Say how many lines below have "opened" in them, giving the number alone.
##### Given data #####
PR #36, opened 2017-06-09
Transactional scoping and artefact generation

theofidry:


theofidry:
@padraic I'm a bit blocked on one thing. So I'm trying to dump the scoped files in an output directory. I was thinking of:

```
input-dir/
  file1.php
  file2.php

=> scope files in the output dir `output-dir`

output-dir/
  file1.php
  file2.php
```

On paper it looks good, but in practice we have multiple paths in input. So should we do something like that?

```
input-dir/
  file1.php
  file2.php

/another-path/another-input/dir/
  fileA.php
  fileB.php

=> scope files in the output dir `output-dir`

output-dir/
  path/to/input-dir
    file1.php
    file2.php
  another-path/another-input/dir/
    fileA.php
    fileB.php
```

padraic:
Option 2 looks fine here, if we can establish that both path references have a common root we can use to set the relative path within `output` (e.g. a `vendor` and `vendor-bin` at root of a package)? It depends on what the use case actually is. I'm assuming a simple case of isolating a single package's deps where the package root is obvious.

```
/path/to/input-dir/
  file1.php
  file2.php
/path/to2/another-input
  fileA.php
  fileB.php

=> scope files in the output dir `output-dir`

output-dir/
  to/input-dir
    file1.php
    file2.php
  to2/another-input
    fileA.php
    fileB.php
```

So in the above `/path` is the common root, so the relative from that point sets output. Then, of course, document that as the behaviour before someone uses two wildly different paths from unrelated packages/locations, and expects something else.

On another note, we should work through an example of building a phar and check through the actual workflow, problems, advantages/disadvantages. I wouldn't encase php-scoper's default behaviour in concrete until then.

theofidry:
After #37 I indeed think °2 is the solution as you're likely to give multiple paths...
#####
##### Given data #####
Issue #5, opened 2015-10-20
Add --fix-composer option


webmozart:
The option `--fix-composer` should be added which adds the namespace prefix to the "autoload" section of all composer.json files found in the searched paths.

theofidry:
#####
### Reply
2